The tension in the room is palpable. I didn’t think I’d ever see Hadrian again, yet the man who stole my teenage heart is standing in front of me, staring at me as if I’m something to eat. Maybe I am and he’s about to devour me. Anything would be better than having to talk to him.

I’m almost thirty. I should be over these emotions, but apparently, my feelings for Hadrian haven’t diminished. And even though the difference in our ages no longer matters, I still see him as a mature, unattainable man.

I’ve become used to ignoring my feelings, though. When Hadrian walked out and didn’t look back, my young heart was crushed. I closed myself off to the possibility of having a relationship with another man because I never again wanted to experience hurt in the way I did back then. I’m different now to the girl I was thirteen years ago.

I don’t want to live the rest of my life running my father’s organisation, but when my father developed heart problems and became increasingly unwell, I promised him I would take charge until he was well enough to take the reins again. And I won’t let him down.

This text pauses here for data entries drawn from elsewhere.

PR #58, opened 2016-08-21
Store Log Messages into a Hash for debug purposes

welguisz:
In an application, I need to be able to parse the log messages being sent.  At the end of my app, I need to go through and categorize Error, Warning, and Success messages depending on where they occur.

For example, if I am importing something and it passes, I want to be able to write:
`
   Origen.log.success('Block A', :import)
`

If it fails, I want to write:
`
   Origen.log.error('Block B', :import)
`

At the end of my app, I want to output the errors depending on the section.
~~~~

“What are you doing here?” I ask, faking my bravado and not wanting Hadrian to see just how shaken I am by his presence.

“Where’s ye da?” His deep, rumbling tone vibrates through me, even though he’s a few feet away.

I know I shouldn’t still feel so attracted to the man who nearly broke me, but hearing his voice does something to me I can’t explain and can’t deny.

“He’s… takin’ some time off,” I tell Hadrian. “I’m running things for now.”

His eyes lock on mine, their colour as alluring as it was all those years ago. I didn’t fall in love with him because of his looks, though. There’s more to the man in front of me than just his outer appearance. He worked for my father, but there was always a gentleness to his rough exterior. It was that side of him that I wanted for myself. He told me I was too young for him, but there was only a handful of years between us. Granted, I was sixteen at the time. But it didn’t matter to me, because I knew what I wanted. Only, he didn’t want me.

“What do ye mean?” There’s a new, Irish twang to his northern accent, and I have to fight the smile that threatens to tilt my lips.

I shrug, turning away from him, and look out at the port that’s busy with people rushing to and fro.

“He’s not been doing well, and I’ve had to step up and take the lead,” I tell Hadrian. “If you need somethin’ then you come to me. If I can’t help, I’ll ask Gordon to deal with it.”

“And who the feck is Gordon?”

I don’t want to tell him anything about what’s happened to my da. When they left, we had a few months of troubles with rival gangs. But when my father hired Gordon as his right-hand man, things got better.

The problem is, I don’t like Gordon, and he doesn’t like me. I know if I were to tell Hadrian everything, he’d more than likely kill the man.

“I’m askin’ ye a question,” he says, his voice deeper now, rougher. There’s a gravel to his words that reminds me of the evening I asked him to kiss me, and he told me no.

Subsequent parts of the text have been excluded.